__Work to be completed__. Only a number is expected: how many lines in these records mention the word "early"?

Collected data
# # # # #
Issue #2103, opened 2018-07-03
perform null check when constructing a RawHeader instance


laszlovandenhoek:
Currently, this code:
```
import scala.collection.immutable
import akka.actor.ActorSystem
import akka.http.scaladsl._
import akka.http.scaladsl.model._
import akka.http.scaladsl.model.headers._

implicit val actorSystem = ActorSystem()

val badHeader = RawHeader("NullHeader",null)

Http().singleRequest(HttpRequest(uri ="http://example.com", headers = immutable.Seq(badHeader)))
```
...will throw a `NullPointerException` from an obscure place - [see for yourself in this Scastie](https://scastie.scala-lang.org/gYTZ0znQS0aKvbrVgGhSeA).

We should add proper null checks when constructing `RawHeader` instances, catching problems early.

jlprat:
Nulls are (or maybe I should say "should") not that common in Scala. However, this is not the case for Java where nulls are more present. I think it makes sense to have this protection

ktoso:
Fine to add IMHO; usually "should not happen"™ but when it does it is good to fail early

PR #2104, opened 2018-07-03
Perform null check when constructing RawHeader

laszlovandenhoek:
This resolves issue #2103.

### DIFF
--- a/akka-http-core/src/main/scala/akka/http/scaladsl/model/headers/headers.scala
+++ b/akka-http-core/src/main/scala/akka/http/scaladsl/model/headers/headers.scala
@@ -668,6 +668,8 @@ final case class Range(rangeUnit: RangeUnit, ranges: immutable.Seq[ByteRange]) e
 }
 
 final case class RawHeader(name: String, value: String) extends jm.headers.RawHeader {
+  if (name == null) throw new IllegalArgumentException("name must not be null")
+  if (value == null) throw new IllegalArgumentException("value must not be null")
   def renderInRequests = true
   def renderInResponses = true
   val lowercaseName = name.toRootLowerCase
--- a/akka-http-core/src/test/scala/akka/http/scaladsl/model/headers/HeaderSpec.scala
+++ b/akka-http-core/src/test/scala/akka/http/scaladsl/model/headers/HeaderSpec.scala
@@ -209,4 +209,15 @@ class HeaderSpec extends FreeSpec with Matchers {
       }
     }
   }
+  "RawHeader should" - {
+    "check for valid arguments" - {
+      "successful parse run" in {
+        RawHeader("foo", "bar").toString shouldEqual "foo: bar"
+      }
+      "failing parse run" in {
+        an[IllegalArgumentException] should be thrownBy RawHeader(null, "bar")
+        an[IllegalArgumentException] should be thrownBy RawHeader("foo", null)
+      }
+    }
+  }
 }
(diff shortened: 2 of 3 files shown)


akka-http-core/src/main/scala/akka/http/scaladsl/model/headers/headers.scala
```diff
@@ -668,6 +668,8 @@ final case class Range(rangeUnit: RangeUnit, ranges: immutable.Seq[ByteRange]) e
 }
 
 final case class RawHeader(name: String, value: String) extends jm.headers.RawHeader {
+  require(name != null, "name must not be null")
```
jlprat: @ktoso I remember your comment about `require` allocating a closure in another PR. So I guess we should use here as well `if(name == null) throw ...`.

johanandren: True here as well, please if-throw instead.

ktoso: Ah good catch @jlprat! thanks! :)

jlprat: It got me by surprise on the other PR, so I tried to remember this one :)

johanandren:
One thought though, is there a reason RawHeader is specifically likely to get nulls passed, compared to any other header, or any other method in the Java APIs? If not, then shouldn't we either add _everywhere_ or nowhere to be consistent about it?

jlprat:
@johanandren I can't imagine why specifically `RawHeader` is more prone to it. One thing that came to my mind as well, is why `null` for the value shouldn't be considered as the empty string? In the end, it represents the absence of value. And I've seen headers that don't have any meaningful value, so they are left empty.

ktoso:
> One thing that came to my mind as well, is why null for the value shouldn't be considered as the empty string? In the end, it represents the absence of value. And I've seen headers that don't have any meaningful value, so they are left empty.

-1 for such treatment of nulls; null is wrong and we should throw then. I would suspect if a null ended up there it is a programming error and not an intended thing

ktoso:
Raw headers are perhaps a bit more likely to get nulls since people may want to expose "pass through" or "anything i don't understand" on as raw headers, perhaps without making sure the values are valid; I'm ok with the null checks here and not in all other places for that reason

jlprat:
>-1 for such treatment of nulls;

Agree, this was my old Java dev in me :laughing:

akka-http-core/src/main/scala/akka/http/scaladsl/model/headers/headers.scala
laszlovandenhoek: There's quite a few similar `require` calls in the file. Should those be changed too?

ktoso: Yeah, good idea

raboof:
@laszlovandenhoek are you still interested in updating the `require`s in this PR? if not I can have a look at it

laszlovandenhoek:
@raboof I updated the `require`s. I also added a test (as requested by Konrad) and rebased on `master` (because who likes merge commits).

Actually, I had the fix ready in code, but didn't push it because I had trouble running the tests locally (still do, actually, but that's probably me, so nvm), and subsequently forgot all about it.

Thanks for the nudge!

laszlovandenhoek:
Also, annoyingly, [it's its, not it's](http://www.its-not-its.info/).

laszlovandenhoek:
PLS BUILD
# # # # #
__Result below__. 2